Problem to solve => Exactly how many lines in this data contain the word "issue"? Only the number should be given.

Stored entries:
=-=-=
PR #9638, opened 2022-04-12
Try zip build with Xcode 13.3

paulb777:
See discussion in #9633


ryanwilson:
I this this can just be closed and we can investigate at a later date.

PR #9576, opened 2022-04-05
Adding Custom-Time to Firebase Storage

NathanFallet:
Hey there! So you want to contribute to a Firebase SDK?
Before you file this pull request, please read these guidelines:

### Discussion

  * Read the contribution guidelines (CONTRIBUTING.md).
  * If this has been discussed in an issue, make sure to link to the issue here.
    If not, go file an issue about this **before creating a pull request** to discuss.

Fixes #9575 

### Testing

  * Make sure all existing tests in the repository pass after your change.
  * If you fixed a bug or added a feature, add a new test to cover your code.

### API Changes

  * At this time we cannot accept changes that affect the public API.  If you'd like to help
    us make Firebase APIs better, please propose your change in a feature request so that we
    can discuss it together.

PR #9648, opened 2022-04-13
Use the v9 quickstart branch until the v9 release

paulb777:
#no-changelog


paulb777:
The storage failure is a regression or exposure from #9576 that wasn't caught because that PR was from a fork.

ncooke3 (approved):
=-=-=
Exercise response => 2